The driving force behind them is undoubtedly the lobbying power of US and international multimedia companies (movie studios, record companies, publishers) who are concerned about loss of revenue stemming from widespread online piracy. These companies feel that existing US legislation is inadequate to deal with infringing Web sites which are owned and/or based in other countries. The legislation is also aimed at US-based search engines and other referring services that, proponents say, effectively engage in active promotion of infringing sites.
4 Why has there been such controversy about SOPA?
The main reason is that the powers being sought were not only so sweeping, but that they might cause significant collateral damage. They would permit US law enforcement agencies to block Web sites at the “domain” level rather than at the level of the allegedly infringing site. In that way, SOPA would interfere with the domain name system (DNS) which is at the heart of the Internet. The domain name system acts as a kind of phonebook for the network — it’s what translates www.bbc.co.uk into the machine-readable address of the BBC — 212.58.244.67, for example. If the domain name system is barred from providing the address of a particular site, then that site effectively becomes invisible (though technically adept internet users would still be able to find it).
5 Why would domain name system blocking be such a bad thing?
Firstly, because it would give commercial corporations the power to interfere with the basic architecture of the Internet, and in that sense set a very worrying precedent for a network that has become central to our lives and economies. Secondly, while it might be necessary to do it in some circumstances, domain name system-blocking is a very blunt instrument. Most Web sites are hosted under large umbrella domains. Blogger.com and wordpress.com, to give just two examples, each host tens of thousands of individual blogs. But if either of these blog-hosting sites were domain name system-blocked because some individual blogs contravened SOPA, then they would also disappear from the Net. The collateral damage in this case would be to freedom of speech, which is why some opponents of the legislation think it contravenes the US constitution. But in fact the impact of SOPA could be even more chilling, because it could also be used to take down services like Google, Twitter and Wikipedia simply because they might be providing links to infringing sites without in any way endorsing them.
6 Is there a real problem with piracy?
Yes. There are a lot of sites and services that, for commercial or ideological reasons, are contemptuous of copyright and other forms of intellectual property, and it is reasonable for society to address that problem in intelligent and proportionate ways that do not do more harm than good. But tackling piracy is not easy because one of the defining properties of digital technology it that it makes it easy to make and distribute perfect copies of digital goods. As someone once said, “copying is to digital technology as breathing is to animal life”: you can’t have one without the other.
7 Who has been opposing SOPA?
An unprecedently broad coalition of industry, activist, engineering and lobbying groups. US legislators seem to have been taken aback by the vehement opposition of the big US technology companies, for example — companies that have traditionally tended to have a relatively low profile in Washington, at least compared with the movie studios and their representatives.
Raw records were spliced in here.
Issue #1374, opened 2018-01-08
IE 11 issue, Error: Uncaught (in promise): Error: Member not found.


Prabhat2404:
Got error : "html2canvas $npm_package_version. Error: Uncaught (in promise): Error: Member not found." 
When i try to get canvas.

Code:
 html2canvas(document.querySelector("#capture")).then(function (canvas) {
            console.log(canvas);
            document.getElementById('here-appear-theimages').appendChild(canvas);
        });
Using:
Angular version : 4.0.1
OS: Window 10
Also added refrence of: https://cdn.jsdelivr.net/npm/es6-promise/dist/es6-promise.auto.js
Attached error screenshot.

![error_ie_11](https://user-images.githubusercontent.com/16957593/34688771-3fd75ba8-f4d9-11e7-91ae-669fcb875197.png)

jelkins8:
I added a link to the following promise library and it seemed to fix IE 11 for us.
https://cdnjs.cloudflare.com/ajax/libs/bluebird/3.3.4/bluebird.min.js

niklasvh:
Without code to reproduce the error I can't really help.

Prabhat2404:
This is demo sample i have hosted on GitHub you can see - [GitHub Html2Canvas Demo](https://prabhat2404.github.io/#/pages/dashboard)

Full code is also uploaded on github, if you want to see: [Code package](https://github.com/Prabhat2404/prabhat2404.github.io/blob/master/ng2-admin-with-html2canvas.tgz)

How to run project:
1) Unzip package
2) Run command: "npm install" from directory to install dependency 
3) To run project command: "npm start"

Prabhat2404:
Hi @jelkins8,

I have tried this solution but its not working for me.
This is demo sample i have hosted on GitHub you can see - [GitHub Html2Canvas Demo](https://prabhat2404.github.io/#/pages/dashboard)

Thanks

simonpinn:
Hi @niklasvh , 
I too have tried with es6-promise and bluebird without success in IE11, can confirm that [GitHub Html2Canvas Demo](https://prabhat2404.github.io/#/pages/dashboard) also fails in IE for me.
I receive ```html2canvas: Error: Member not found.``` followed by ```Possible Unhandled Promise Rejection: Error: Member not found.```
thanks!

GPranali:
I am facing the same issue for html2canvas: member not found for IE.
For chrome it is working perfectly fine.
[...]

PR #1415, opened 2018-01-24
IE11 Member not found fix Wrap accesing the cssText property in a try...catch

simonpinn:
https://github.com/niklasvh/html2canvas/issues/1374

Reproduced the above issue and located the cause, it happens in the createElementClone function when it attempts to access the cssText property, for some reason when using font-awesome, an element with fa-spin throws this error in IE when accessing the property.

Wrapping the property access in a try catch solves the immediate issue.

### DIFF
--- a/src/Clone.js
+++ b/src/Clone.js
@@ -230,19 +230,17 @@ export class DocumentCloner {
         }
 
         if (node instanceof HTMLStyleElement && node.sheet && node.sheet.cssRules) {
-            const css = [].slice
-                .call(node.sheet.cssRules, 0)
-                .reduce((css, rule) => {
-                    try {
-                        if (rule && rule.cssText) {
-                          return css + rule.cssText;
-                        }
-                        return css;
-                      } catch (err) {
-                        this.logger.log('Unable to access cssText property', rule.name);
-                        return css;
-                      }
-                });
+            const css = [].slice.call(node.sheet.cssRules, 0).reduce((css, rule) => {
+                try {
+                    if (rule && rule.cssText) {
+                        return css + rule.cssText;
+                    }
+                    return css;
+                } catch (err) {
+                    this.logger.log('Unable to access cssText property', rule.name);
+                    return css;
+                }
+            });
             const style = node.cloneNode(false);
             style.textContent = css;
             return style;
--- a/src/Clone.js
+++ b/src/Clone.js
@@ -232,7 +232,17 @@ export class DocumentCloner {
         if (node instanceof HTMLStyleElement && node.sheet && node.sheet.cssRules) {
             const css = [].slice
                 .call(node.sheet.cssRules, 0)
-                .reduce((css, rule) => css + rule.cssText, '');
+                .reduce((css, rule) => {
+                    try {
+                        if (rule && rule.cssText) {
+                          return css + rule.cssText;
+                        }
+                        return css;
+                      } catch (err) {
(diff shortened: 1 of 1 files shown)


davesmith9088:
I was having the same error in IE11, until I saw this issue and the try..catch worked for me as well.  I wasn't using font-awesome, not sure exactly what was triggering it.

akalinux:
So when will the next release be out?  I am having the same issue with IE11

simonpinn:
@akalinux - I've asked @niklasvh  to have a look at a regression that causes a failing rendering test https://github.com/niklasvh/html2canvas/issues/1374 - unless you are familiar with the unit tests?

NielsSkovgaard:
Your code gave various Console errors in IE11, however this doesn't:

~~~~
            if (node instanceof HTMLStyleElement && node.sheet && node.sheet.cssRules) {
                let self = this;
                var css = [].slice.call(node.sheet.cssRules, 0).reduce(function (css, rule) {
                    try {
                        if (rule && rule.cssText) {
                            return css + rule.cssText;
                        }
                        return css;
                    } catch (err) {
                        self.logger.log('Unable to access cssText property', rule.name);
                        return css;
                    }
                }, '');
                var style = node.cloneNode(false);
                style.textContent = css;
                return style;
            }
~~~~

Now, the above will log the following in the Console i.e. there seems to be a problem with the Flatpickr (date picker) in my project, which is solved by the try...catch above:

html2canvas: Unable to access cssText property fpFadeInDown

cyouden:
I think you just need to add an empty string as your initial value on the call to reduce (according to MDN: "Calling reduce() on an empty array without an initial value is an error."). The call to reduce in the original code has that, and trying to use this patch locally in a project throws exceptions until I added that. Tests seem to be passing locally as well with that addition.

xiaocoati:
@simonpinn Hello! I use the latest version 1.0.0-rc.0, but also has the same problem in IE11.

niklasvh:
@xiaocoati can you share an example that replicates it on jsfiddle?

xiaocoati:
> @xiaocoati can you share an example that replicates it on jsfiddle?

Hello niklasvh! Because I'm in China, I can't open jsfiddle, so I make an example on JSRUN [https://jsrun.net/uJXKp](url)

xiaocoati:
@niklasvh I have make an example used version 1.0.0-rc.1, but still has the problem in IE11. The attached ZIP file is my demo, you can download it, run `npm install`,
 `npm run mock` and `npm run dev` . Can you please have a look? Really apreaciate!
[demo.zip](https://github.com/niklasvh/html2canvas/files/3080187/demo.zip)

wugel:
@niklasvh I have the sam problem using version 1.0.0-rc.1 in IE11. 
Thank you for help

xszh:
@niklasvh I also meet the probelm using version 1.0.0-rc.1 in IE 11. 
When checking the PRs of src/Clone.js, there was a merge #1693 about 21days ago. It looks like the try catch now will throw everything except "SecurityError". So the exception throw by IE(member not found) will be throw again and then everything stoped. 
In my case, the exception is thrown by the element which is a svg gen by font-awesome.
Would you take a look? Thanks a lot

rappad:
I am having the same problem as @xszh on IE 11

after throwing this exception, the lib stops the process

`     if (e.name !== 'SecurityError') {
                this.logger.log(e);
                throw e;
            }
`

The truth of the matter is that, while the so-called “creative industries” are important to the economy, they are economic minnows compared with the technology industries, and realization of this may have led politicians to back-pedal on SOPA.
8 So what happens next?
The White House recently issued a statement on the bills, saying it would oppose PIPA and SOPA as written, and emphasized that the president would not support any bill “that reduces freedom of expression, increases cybersecurity risk, or undermines the dynamic, innovative global Internet.” On Friday, the US Senate and the House of Representatives shelved votes on the bills to enable a rethink. But, as people say in the newspaper business, this one will run and run.